RFTU-02 - Rapid fire session from selected oral abstracts

M1-M2

A Novel Method For Rapid Bacterial Sensitivity Test In Just 2 Hours

  • By: ABU TAHOUN, Ahmed (Misr university for science and technology, Egypt)
  • Co-author(s): Assistant professor Mohamed Abd El Gawad (Department of Microbiology and Immunology, Faculty of Pharmacy, Misr University for Science and Technology (MUST), 6 October city, Egypt)
    Mr Ahmed Abu Tahoun (Department of Microbiology and Immunology, Faculty of Pharmacy, Misr University for Science and Technology (MUST), 6 October city, Egypt)
    Ms Alaa Emad ElDin (Faculty of science, Zagazig University, Zagazig, Egypt)
  • Abstract:

    Background: Antibiotic resistance is a major global public health concern.
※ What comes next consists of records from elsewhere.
PR #153, opened 2023-06-29
fix: fixed duplicate connection issue and added try catch to understand error

alainajaffer:
try connect to the hootsuite account twice it will throw an error second time

added try catch for the refresh token issue

### DIFF
--- a/site/data/s3.ts
+++ b/site/data/s3.ts
@@ -54,3 +54,27 @@ export const getItem = async (bucket: string, key: string, originalFilename: str
         throw error;
     }
 };
+
+export const getObject = async (bucket: string, key: string, originalFilename: string): Promise<Uint8Array | null> => {
+    logger.info("", {
+        context: "data.s3",
+        message: "getting item from s3",
+    });
+
+    try {
+        const input = {
+            Bucket: bucket,
+            Key: key,
+            ResponseContentDisposition: 'attachment; filename ="' + originalFilename + '"',
+        };
+        const command = new GetObjectCommand(input);
+        const response = await s3.send(command);
+        return response.Body?.transformToByteArray() ?? null;
+    } catch (error) {
+        if (error instanceof Error) {
+            throw new Error(`Failed to get item from s3: ${error.stack || ""}`);
+        }
+
+        throw error;
+    }
+};
--- a/site/pages/api/hootsuite-callback.api.ts
+++ b/site/pages/api/hootsuite-callback.api.ts
@@ -101,9 +101,7 @@ const hootsuiteCallback = async (req: NextApiRequest, res: NextApiResponse) => {
 
         const key = `/social/${session.orgId}/hootsuite/${userId}-token`;
 
-        const addedByKey = `/social/${session.orgId}/hootsuite/${userId}-addedUser-${
-            session.name?.replace(" ", "_") || session.username
-        }`;
+        const addedByKey = `/social/${session.orgId}/hootsuite/${userId}-addedUser`;
         await putParameter(key, tokenResult.refresh_token, "SecureString", true);
         await putParameter(addedByKey, session.name?.replace(" ", "_") || session.username, "SecureString", true);
         redirectTo(res, SOCIAL_MEDIA_ACCOUNTS_PAGE_PATH);
--- a/site/pages/api/hootsuite-callback.api.ts
+++ b/site/pages/api/hootsuite-callback.api.ts
@@ -113,6 +113,8 @@ const hootsuiteCallback = async (req: NextApiRequest, res: NextApiResponse) => {
                 ),
             );
         }
+
+        // delay added to make sure delete actions complete before redirection
         await delay(3000);
 
         const key = `/social/${session.orgId}/hootsuite/${userId}-${
--- a/site/pages/api/hootsuite-callback.api.ts
+++ b/site/pages/api/hootsuite-callback.api.ts
@@ -11,7 +11,7 @@ import { getParameter, putParameter } from "../../data/ssm";
 import { initiateRefreshAuth } from "../../middleware.api";
 import { hootsuiteMeSchema, hootsuiteTokenSchema } from "../../schemas/hootsuite.schema";
 import { sessionSchema } from "../../schemas/session.schema";
-import { redirectToError, redirectTo, setCookieOnResponseObject, delay } from "../../utils/apiUtils/index";
+import { redirectToError, redirectTo, setCookieOnResponseObject } from "../../utils/apiUtils/index";
 
 const hootsuiteCallback = async (req: NextApiRequest, res: NextApiResponse) => {
     try {
--- a/site/pages/api/hootsuite-callback.api.ts
+++ b/site/pages/api/hootsuite-callback.api.ts
@@ -7,7 +7,7 @@ import {
     HOOTSUITE_URL,
     SOCIAL_MEDIA_ACCOUNTS_PAGE_PATH,
 } from "../../constants";
-import { deleteParameter, getParameter, getParametersByPath, putParameter } from "../../data/ssm";
+import { getParameter, putParameter } from "../../data/ssm";
 import { initiateRefreshAuth } from "../../middleware.api";
 import { hootsuiteMeSchema, hootsuiteTokenSchema } from "../../schemas/hootsuite.schema";
 import { sessionSchema } from "../../schemas/session.schema";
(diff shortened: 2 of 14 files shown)


site/pages/api/hootsuite-callback.api.ts
```diff
@@ -101,10 +101,21 @@ const hootsuiteCallback = async (req: NextApiRequest, res: NextApiResponse) => {
...
 
+        let refreshTokens = null;
+        try {
+            refreshTokens = (await getParametersByPath(`/social/${session.orgId}/hootsuite`)) ?? null;
+        } catch (e) {}
+
+        const refreshTokenExists = refreshTokens?.Parameters?.find((rt) => rt.Name?.includes(userId));
+
+        if (refreshTokenExists) {
+            throw new Error("Refresh token already exists");
```
alvak1, line 112: Why are we throwing an error?

alvak1: If we have received a new token from Hootsuite then this should be updated in SSM - if we use an older refresh token then the api's will no longer work

alainajaffer: this is if a different use hits connect then another token is made as they become the creator of a new refresh token - it does not overwrite. The connection should only happen once to hootsuite

alvak1: if the refresh token for this other user was already available and the user has clicked the connect to hootsuite button again - in this case an error would be thrown but the refresh token would be lost

alainajaffer: it shouldn't be available in the first place there should only be one

alvak1: as discussed the data displayed in the table should be for a user but the latest refresh token should also be saved in SSM

alainajaffer: done

alainajaffer:
Note: Added a delay because it was taking time to run the delete parameter ssm actions hence producing duplicate entries. We may need to move this to a db approach as tech debt to make this efficient.

site/pages/api/hootsuite-callback.api.ts
```diff
@@ -101,10 +99,27 @@ const hootsuiteCallback = async (req: NextApiRequest, res: NextApiResponse) => {
...
+        const refreshTokenExists = refreshTokens?.Parameters?.filter((rt) => rt.Name?.includes(userId));
+
+        if (refreshTokenExists && refreshTokenExists.length > 0) {
+            await Promise.all(
+                refreshTokenExists.map(async (refreshToken) =>
+                    refreshToken.Name ? await deleteParameter(refreshToken.Name) : "",
+                ),
+            );
+        }
+        await delay(3000);
```
alvak1, line 116: Can we add comment to indicate there is eventual consistency is SSM for deleteParameter api

alainajaffer: done

site/data/s3.ts
```diff
@@ -54,3 +54,27 @@ export const getItem = async (bucket: string, key: string, originalFilename: str
...
+
+    try {
+        const input = {
+            Bucket: bucket,
+            Key: key,
+            ResponseContentDisposition: 'attachment; filename ="' + originalFilename + '"',
+        };
+        const command = new GetObjectCommand(input);
+        const response = await s3.send(command);
+        return response.Body?.transformToByteArray() ?? null;
```
alvak1, line 72: Could we return response.Body and so that the method `transformToByteArray` is invoked at the client end?

site/pages/api/hootsuite-callback.api.ts
```diff
@@ -101,10 +99,13 @@ const hootsuiteCallback = async (req: NextApiRequest, res: NextApiResponse) => {
 
         const userId: string = userDetails.data.id;
 
-        const key = `/social/${session.orgId}/hootsuite/${userId}-${
+        const key = `/social/${session.orgId}/hootsuite/${userId}-token`;
+
+        const addedByKey = `/social/${session.orgId}/hootsuite/${userId}-addedUser-${
```
alvak1, line 104: Do we need the prefix after addedUser? If another user logs in then are we invoking the `deleteParameter` api for this user?

site/pages/api/publish-edit.api.ts
```diff
@@ -33,6 +33,7 @@ const publishEdit = async (req: NextApiRequest, res: NextApiResponse) => {
             redirectTo(res, ERROR_PATH);
             return;
         }
+        logger.info("Retrieved session");
```
alvak1, line 36: Could this be updated to logger.debug

site/pages/api/publish-edit.api.ts
```diff
@@ -56,6 +58,7 @@ const publishEdit = async (req: NextApiRequest, res: NextApiResponse) => {
             return;
         }
 
+        logger.info("Validated zod body");
```
alvak1, line 61: logger.debug

site/pages/api/publish-edit.api.ts
```diff
@@ -90,15 +93,23 @@ const publishEdit = async (req: NextApiRequest, res: NextApiResponse) => {
...
+            await publishToHootsuite(
+                validatedDisruptionBody.data.socialMediaPosts,
+                session.orgId,
+                session.isOrgStaff,
+                canPublish(session),
+            );
         }
-        cleardownCookies(req, res);
 
+        logger.info("Published social media");
```
alvak1, line 110: Could we delete this log

site/pages/api/publish-edit.api.ts
```diff
@@ -90,15 +93,23 @@ const publishEdit = async (req: NextApiRequest, res: NextApiResponse) => {
                   session.name,
               );
 
+        logger.info("Disruption related actions completed");
```
alvak1, line 96: logger.debug

site/pages/dashboard.page.tsx
```diff
@@ -286,6 +287,7 @@ export const getServerSideProps = async (ctx: NextPageContext): Promise<{ props:
         return baseProps;
     }
 
+    logger.info("here on the dashboard");
```
alvak1, line 290: Could we delete this

site/pages/dashboard.page.tsx
```diff
@@ -13,6 +13,7 @@ import { Disruption } from "../schemas/disruption.schema";
 import { getSortedDisruptionFinalEndDate, reduceStringWithEllipsis, sortDisruptionsByStartDate } from "../utils";
 import { canPublish, getSessionWithOrgDetail } from "../utils/apiUtils/auth";
 import { convertDateTimeToFormat, getDate, getDatetimeFromDateAndTime, isLiveDisruption } from "../utils/dates";
+import logger from "../utils/logger";
```
alvak1, line 16: Could we delete this

site/pages/api/publish-edit.api.ts
```diff
@@ -43,6 +44,7 @@ const publishEdit = async (req: NextApiRequest, res: NextApiResponse) => {
             return;
         }
 
+        logger.info("Retrieved draft disruption");
```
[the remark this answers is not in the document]
alainajaffer: decided to remove this

site/pages/api/publish-edit.api.ts
alainajaffer: decided to remove this

site/pages/api/publish-edit.api.ts
```diff
@@ -90,15 +93,23 @@ const publishEdit = async (req: NextApiRequest, res: NextApiResponse) => {
...
+                session.orgId,
+                session.isOrgStaff,
+                canPublish(session),
+            );
         }
-        cleardownCookies(req, res);
 
+        logger.info("Published social media");
+        cleardownCookies(req, res);
+        logger.info("Cleared cookies");
```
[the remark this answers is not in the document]
alainajaffer: done

site/pages/dashboard.page.tsx
alainajaffer: done

site/pages/dashboard.page.tsx
alainajaffer: done

site/pages/api/hootsuite-callback.api.ts
alainajaffer: yes for clarity is someone checks ssm to understand what that value is and it will get overwritten when another user connects

site/pages/api/publish-edit.api.ts
alainajaffer: removed this

site/data/s3.ts
alvak1: If in future we need to read files from S3 then we'll have to make changes to tested code

site/pages/api/hootsuite-callback.api.ts
alvak1: As parameter value will contain the user name - this could be used to check the value.  

For overwriting, we are calling deleteParameter and then putParameter - If this is done to overcome eventual consistency in SSM then its fine but if we are not facing the issue while updating the existing parameter then we can avoid the redundant deleteParamter api call

site/data/s3.ts
alainajaffer: as discussed

site/pages/api/hootsuite-callback.api.ts
alainajaffer: done

alvak1 (approved):
Approve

Traditional bacterial sensitivity testing methods can take up to 48 hours, delaying the administration of effective treatment. Therefore, there is a need for a rapid and reliable bacterial sensitivity testing method.

    Purpose: In this study, we aimed to develop a novel method for rapid bacterial sensitivity testing in just 2 hours.

    Method: Our novel bacterial sensitivity testing method was tested on three models of bacteria: E. coli, Staphylococcus aureus, and Klebsiella pneumoniae, as models for gram-negative and gram-positive bacteria. Antibiotics in their raw form (amoxicillin, Imipenem, ceftriaxone, Vancomycin, levofloxacin, and tetracycline). The bacteria were prepared in nutrient broth supplemented, followed by exposure to raw antibiotics for 40 minutes at 37°C. Next, the bacteria were centrifugated and incubated in 1 ml of 10% salt (NaCl and KCl) for 60 minutes with measured added free amino acids (proline and glycine betaine), then treated with ninhydrin reagent. The method involved the detection of quantitative free amino acids produced and uptaken by bacteria after treatment with salt. sensitive bacteria were unable to produce or uptake the measured free amino acids, leading to an abundance of free amino acids in the outer media of the bacteria (the solution), which gave a colorimetric result upon treatment with ninhydrin. On the other hand, Bacteria that were resistant to the antibiotic produced and uptook all measured free amino acids from the solution, leading to a negative result with ninhydrin treatment. The extent of the color change was then quantified using spectrophotometry. A control sample, which contained bacteria without any exposure to antibiotics, was used to establish a baseline for the color change. The absorbance of each sample was measured at a wavelength of 570 nm, and the difference between the absorbance of the control and test samples was calculated to determine the level of antibiotic sensitivity. The data collected from the experiments were analyzed using statistical software, and the results were presented as mean ± standard deviation.

    Results: The results of our experiments showed that our method could accurately determine the antibiotic sensitivity of bacteria within just 2 hours. The developed method achieved an accuracy of 90% in determining bacterial sensitivity to antibiotics in 100 samples. Additionally, we found that the color change could also differentiate between Gram-positive and Gram-negative bacteria. Gram-positive bacteria produced a yellow color due to the high concentration of produced proline as osmoprotectant which reacts with ninhydrin reagent giving a yellow product before dark purple appears, while Gram-negative bacteria produced a dark purple color due to the high concentration of produced glycine betaine.

    Conclusion: The developed method provides a reliable and rapid way to determine bacterial sensitivity to antibiotics, with results available within 2 hours. This method has the potential to be an alternative to traditional bacterial sensitivity testing methods as a microfluidic chip that can be a point-of-care test, and it can also be used as an alternative to gram staining to differentiate between gram-positive and gram-negative bacteria.